In de kerkelijke heraldiek werd een mijter geplaatst boven het schild van alle personen die gerechtigd waren de mijter te dragen, inclusief abten. Hij verving de helm van de militaire wapens, maar verscheen ook als een kuif geplaatst bovenop een helm, zoals gebruikelijk was in de Duitse heraldiek. In de Anglicaanse Kerken, de Kerk van Zweden en de Lutherse Kerk van Finland wordt de mijter nog steeds boven de wapens van bisschoppen geplaatst in plaats van de kerkelijke hoed. In de Rooms-Katholieke Kerk werd het gebruik van de mijter boven het schild op de persoonlijke wapens van geestelijken in 1969 afgeschaft, en is nu alleen nog te vinden op sommige corporatieve wapens, zoals die van bisdommen. Voordien was de mijter vaak onder de hoed opgenomen, en zelfs in het wapen van een kardinaal was de mijter niet geheel verdrongen. In de heraldiek wordt de mijter altijd in goud afgebeeld, en de luikjes (infulae) zijn van dezelfde kleur. Er wordt beweerd dat vóór de reformatie een onderscheid werd gemaakt tussen de mijter van een bisschop en die van een abt door het weglaten van de infulae in het wapen van de abt. In Engeland en Frankrijk was het gebruikelijk om de mijter van een abt iets in profiel te plaatsen.
-
Mitre simplex traditionele stijl: Wit damast met zijn witte lappen eindigend in rode franjes.
-
Benedictus XVI draagt een pretiosa: uitvoerig geborduurde mijter.
-
Pauselijk Wapen van paus Benedictus XVI. De pauselijke tiara werd vervangen door een bisschopsmijter.
Oosters ChristendomEdit
De meest typische mijter in de Oosters-orthodoxe en Byzantijns-katholieke kerken is gebaseerd op de gesloten keizerskroon van het late Byzantijnse keizerrijk. Ook deze is dus uiteindelijk gebaseerd op de oudere καμιλαύκιον, hoewel hij pas veel later van de wereldlijke hoofdtooi is afgeweken, nadat deze reeds een verdere ontwikkeling had doorgemaakt. De kroonvorm werd pas na de val van Constantinopel (1453) door bisschoppen gebruikt.
De oosterse mijter is gemaakt in de vorm van een bolvormige kroon, geheel omsloten, en het materiaal is van brokaat, damast of doek van goud. Hij kan ook geborduurd zijn, en is dikwijls rijkelijk versierd met juwelen. Aan de mijter zijn gewoonlijk vier iconen bevestigd (vaak van Christus, de Theotokos, Johannes de Doper en het Kruis), die de bisschop mag kussen voordat hij de mijter omdoet. Oosterse mijters zijn gewoonlijk van goud, maar andere liturgische kleuren kunnen worden gebruikt.
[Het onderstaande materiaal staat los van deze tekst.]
Issue #2226, opened 2016-09-29
open {{...}} gets hiding wrong


identicalsnowflake:
```agda

open import Agda.Builtin.Float
open import Reflection
open import Data.List hiding (_++_)
open import Data.Unit

-- Reflection overhead

infixl 6 _>>=_
_>>=_ = bindTC

defToTerm : Name → Definition → List (Arg Term) → Term
defToTerm _ (function cs) as = pat-lam cs as
defToTerm _ (constructor′ d) as = con d as
defToTerm _ _ _ = unknown

derefImmediate : Term → TC Term
derefImmediate (def f args) = getDefinition f >>= λ f' → returnTC (defToTerm f f' args)
derefImmediate x = returnTC x

reflectTerm : Name → TC Term
reflectTerm n = getType n >>= λ ty → getDefinition n >>= λ x → derefImmediate (defToTerm n x []) >>= λ x → checkType x ty

macro
  reflect : Name → Term → TC ⊤
  reflect n a = reflectTerm n >>= quoteTC >>= unify a

{- Define typeclass Semigroup a => Plus a -}

record SemigroupLaws {ℓ} (t : Set ℓ) : Set ℓ where
  infixr 5 _++_
  field
    _++_ : t → t → t
    -- associative : ∀ {a b c} → (a ++ b) ++ c ≡ a ++ b ++ c

record PlusOp {ℓ} (t : Set ℓ) : Set ℓ where
  field
    semigroup : SemigroupLaws t

  infixr 6 _+_
  _+_ = SemigroupLaws._++_ semigroup

instance
  floatPlus : PlusOp Float
  floatPlus = record { semigroup = record { _++_ = Agda.Builtin.Float.primFloatPlus } }

open PlusOp {{...}}

-- The issue:

works : Float
works = PlusOp._+_ floatPlus 3.0 5.0

resultWorks : Term
resultWorks = reflect works

fails : Float
fails = 3.0 + 5.0

resultFails : Term
resultFails = reflect fails
```

Consider the conflict above between `works/resultWorks` and `fails/resultFails`. Either `checkType` or the initial reflection process is conflating information about how instance arguments are handled.

EDIT: The error in `resultFails` is `Found an implicit application where an explicit application was
expected`

UlfNorell:
Bisection points to 888f616 (my first use of `agda-bisect`!), so it looks like it not a reflection issue but rather a problem with `open M {{...}}`.

[...]

PR #5142, opened 2021-01-18
Clauses of projection-like functions not quoted correctly

### LINKED ISSUE #5128: getDefinition sometimes loses patterns
Here's a minimal example:

```agda
open import Agda.Builtin.Unit
open import Agda.Builtin.List
open import Agda.Builtin.Reflection renaming (bindTC to _>>=_)

macro
  quoteDef : Name → Term → TC ⊤
  quoteDef f hole = (getDefinition f >>= quoteTC) >>= unify hole

postulate
  A : Set
  B : A → Set

foo : (x : A) → B x → B x
foo x y = y

test : quoteDef foo ≡
  function
    (clause
     (("x" , arg (arg-info visible relevant) (def (quote A) [])) ∷
      ("y" , arg (arg-info visible relevant) (def (quote B) (arg (arg-info visible relevant) (var 0 []) ∷ [])))
      ∷ [])
     (arg (arg-info visible relevant) (var 0) ∷ [])
     (var 0 [])
     ∷ [])
test = refl
```

This file checks, but there should be one more pattern variable in the reflected clause ("x" is there in the telescope but there is no `var 1` in the list of patterns). Strangely, the problem occurs only under very specific circumstances: if the type of `y` is not dependent then the reflected patterns are correct.

I've tested on a recent build from master and on 2.6.1, both have the same issue.

UlfNorell:
Fixes #5128

### DIFF
--- a/src/full/Agda/TypeChecking/Monad/Base.hs
+++ b/src/full/Agda/TypeChecking/Monad/Base.hs
@@ -2103,7 +2103,7 @@ instance Pretty Defn where
       , "funMutual       =" <?> pshow funMutual
       , "funAbstr        =" <?> pshow funAbstr
       , "funDelayed      =" <?> pshow funDelayed
-      , "funProjection   =" <?> pshow funProjection
+      , "funProjection   =" <?> pretty funProjection
       , "funFlags        =" <?> pshow funFlags
       , "funTerminates   =" <?> pshow funTerminates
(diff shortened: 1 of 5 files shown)


jespercockx (approved):
Aha, it's the projection-like optimization that was behind it. Thanks for fixing this!

UlfNorell:
Not quite working yet it seems. Test case for #2226 fails, some interaction with `instance`-opened modules.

De mijter wordt bekroond door een kruis, hetzij van metaal en rechtopstaand, hetzij geborduurd in stof en plat liggend op de top. In de Griekse traditie worden de mijters van alle bisschoppen met een staand kruis bekroond. Hetzelfde geldt voor de Russische traditie. Miters die aan priesters worden uitgereikt, hebben het kruis plat liggend. Soms heeft de mijter, in plaats van het platte kruis, een icoon op de top.
Als onderdeel van de keizerlijke regalia, samen met andere voorwerpen zoals de sakkos (keizerlijke dalmata) en de epigonatie, werd de mijter een symbool voor het wereldlijke gezag van de bisschoppen (vooral dat van de patriarch van Constantinopel) binnen het bestuur van de Rum millet (d.w.z., de christelijke gemeenschap) van het Ottomaanse Rijk. De mijter wordt op bepaalde plechtige momenten tijdens de Goddelijke Liturgie en andere diensten afgedaan, gewoonlijk wordt hij afgedaan en vervangen door de protodeacon.
Het gebruik van de mijter is een voorrecht van de bisschoppen, maar hij kan worden toegekend aan aartspriesters, protopresbyters en archimandrieten. De priesterlijke mijter is niet voorzien van een kruis, en wordt verleend naar goeddunken van een bisschoppensynode.